Weak sensory stimuli induce a phase sensitive bradycardia

We attempted to demonstrate that significant perceptual stimuli would induce different degrees of heart rate deceleration depending on when (phase) in the cardiac cycle they occurred. Relative to previous work, we concurrently examined a number of factors that might alter the amplitude of such a cardiac cycle time effect. Stimulus intensity and presence or absence of a speeded response were manipulated. Liminal stimuli and a perceptual rather than motor set were expected to maximize any cardiac cycle time effect. Respiratory phase, length of average interbeat interval, and number of trials were also investigated. Twenty-four college aged, male volunteers were randomly separated into equal groups receiving instructions either to judge which of two weak visual stimuli occurred or to execute a speeded, discriminative response to the stimuli. Discriminative stimuli were presented at either 0, 150, 250, 350, or 500 ms after the R-wave of the electrocardiogram.
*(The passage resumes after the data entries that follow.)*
PR #4107, opened 2023-02-21
WV-2602: Fix accessing links with 0 layers

ryanweiler92:
## Description

Currently when accessing UAT from the test [link perm.in.layers.3](https://worldview.uat.earthdata.nasa.gov/?l=&now=2013-07-01T12 ) which tests the ability to access links with 0 layers, WV will throw an error. This fixes this prevents this error so that you can access these links with 0 layers. 

## How To Test

1. `git checkout wv-2602`
2. `npm run watch`
3. Access this [link](http://localhost:3000/?l=&now=2013-07-01T12)
4. Verify that the map loads without errors and displays without any layers.


Tomcariello (commented):
The provided link loads correctly, but un-checking "Group Similar Layers" causes the app to crash.

PR #4132, opened 2023-03-07
WV-2433 On mobile, "Add Layer" and "Start Comparison Mode" should not stack

victorsh:
## Description

On mobile, in landscape view "Add Layer" and "Start Comparison Mode" buttons should not stack

These buttons shouldn't stack in landscape view because they end up consuming way too much vertical space.  The layout should change to show them side-by-side.

Fixes # WV-2433

## How To Test

- Open Chrome and turn on developer mode.
- Click the button on the top left of development mode to switch to mobile view.
- Click on the "layers" icon.

Screen Shot 2023-03-06 at 12 30 07 PM

@nasa-gibs/worldview

### DIFF
--- a/web/scss/features/sidebar.scss
+++ b/web/scss/features/sidebar.scss
@@ -359,7 +359,7 @@ footer .compare-toggle-button {
   }
 
   #products-holder footer .product-buttons {
-    height: 120px;
+    height: 70px;
   }
 }
 
--- a/web/scss/mobile.scss
+++ b/web/scss/mobile.scss
@@ -40,13 +40,11 @@
 
     button#layers-add,
     button#compare-toggle-button {
-      width: 100%;
-      position: relative;
-      left: 0;
+      width: 50%;
       height: 50px;
 
       span {
-        font-size: 18px;
+        font-size: 14px;
       }
     }
 


Tomcariello (approved):
We're talking about **portrait** mode, not **landscape** mode here, right? Assuming that's the case, this looks good to me.

minniewong:
> We're talking about **portrait** mode, not **landscape** mode here, right? Assuming that's the case, this looks good to me.

It's for landscape mode

minniewong (commented):
In Portrait mode, they also don't stack anymore. I can be convinced that we should go forward with this look :) 
Portrait: 
Screen Shot 2023-03-07 at 3 52 56 PM
Landscape: 
Screen Shot 2023-03-07 at 3 53 06 PM

victorsh:
Based on how I saw the SCSS configured. The layout of the two buttons is dependent on the width of the display. I took a bit of creative liberty here and made it so that the buttons are side by side. If this doesn't work it's no problem to change it so that the buttons are spaced opposite of each other.

Tomcariello:
> 

I see. My phone screen is large enough that the buttons are not stacked in production in landscape mode. With a smaller screen size I see the change impacts both portrait & landscape.

Tomcariello (approved):

minniewong (approved):
Thanks for making that edit!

Stimuli were presented with an intensity that had yielded either 63% or 90% correct detections in a prior psychophysical assessment. A phase dependent deceleration occurred after both intensities of stimuli. Poststimulus deceleration was greater for stimuli in early to mid cycle as suggested by earlier work. As expected, this result was clear when the stimuli were presented during the expiratory phase of respiration. Neither perceptual/motor set nor stimulus intensity altered the phase sensitive deceleration. Thus, phase sensitive deceleration was confirmed using demanding sensory stimuli and an improved representational technique.
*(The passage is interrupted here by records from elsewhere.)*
PR #4828, opened 2023-11-22
WV-2886 Tour Story Animation Caching

christof-wittreich:
## Description
This removes the clearing of the cache between steps of a tour story, to eliminate the need for a long loading time for an animation that has already played (and therefore has been cached).

## How To Test
1. `git checkout wv-2886-tourstory-animationcache`
2. `npm ci`
3. `npm run watch`
4. Open any Tour Story with an animation (for example, 'Geostationary Imagery Every 10 Minutes!').
5. Proceed to the step with an animation and click the play button. Let it determine the buffer size and preload the buffer, and let the animation play out.
6. After the animation is played, go forward a step in the tour story, and then go back again to the previous step and press the play button again to play the animation.
7. Verify that the site doesn't need to determine the buffer size and preload the buffer, and that the animation plays immediately after clicking the play button. Verify that the animation looks correct, too.
8. Without reloading the page, finish the tour story, open a different tour story and go through that one, too. Then open the original tour story, go to the step with the animation, play the animation and verify that it did not need to load and that it looks correct.


Tomcariello (approved):

minniewong:
The animations in the Geostationary tour story look pretty good when you change steps, but the Atmospheric Rivers tour story has a strange stutter the first time you return to the animation (I have a video I can send). I wonder if it's because the animation is set to play on URL load? If so, we could test to see if it's better if it doesn't load automatically.

christof-wittreich:
@minniewong I do think it is because of the autoplaying. Do we want to work on trying to fix it to work with autoplaying?

minniewong:
I still seem to encounter the stuttering issue, but it could have been a bandwidth issue. Here are the steps to recreate:
1. Go to Atmospheric Rivers tour Story
2. Go to Step 3, let the animation play through twice
3. Go either forward a step or backward a step
4. Go back to step 3
5. See if the animation stutters on first load.

Tomcariello:
> I still seem to encounter the stuttering issue, but it could have been a bandwidth issue. Here are the steps to recreate:
> 
> 1. Go to Atmospheric Rivers tour Story
> 2. Go to Step 3, let the animation play through twice
> 3. Go either forward a step or backward a step
> 4. Go back to step 3
> 5. See if the animation stutters on first load.

@minniewong I also see the stuttering you mentioned during the first loop in Step #5.

minniewong:
The stuttering is gone but occasionally when I switch steps and come back to step 4, a "preloading buffer" bar shows up and takes ages (or doesn't even) load the animation.
Screenshot 2023-11-30 at 1 54 21 PM

minniewong:
No more stuttering and preloading issues but now I’m seeing issues with imagery loading for some other steps (like step 5) but I can’t tell where this issue is coming from, whether it’s something going on with the imagery or what.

Response inhibition initiates cardiac deceleration: evidence from a sensory-motor compatibility paradigm

Two experiments tested the hypothesis that response selection processes alter the timing of the shift between anticipatory cardiac deceleration and acceleratory recovery. Experiment 1 compared changes in cardiac interbeat interval induced by the manipulation of sensory-motor compatibility in a four choice reaction time task. A direct spatial mapping between a linear array of light-emitting diodes (LEDs) was compared to randomly assigned, indirect (non-compatible) mappings. Experiment 2 repeated these two tasks and added a two choice condition with direct spatial mapping, a task frequently employed to examine heart rate deceleration. Fifteen college aged males participated in Experiment 1; 18 college aged males participated in Experiment 2. In both experiments anticipatory cardiac deceleration either reached a plateau or shifted to acceleration by the interbeat interval in which the stimulus occurred. In contrast to previous reports, a secondary deceleration, rather than cardiac acceleration, often followed the stimulus. The secondary deceleration was greater with non-compatible mapping, slow response speeds, and short intertrial intervals. The findings suggested that the motoric inhibition required during response selection induces a phasic cardiac deceleration.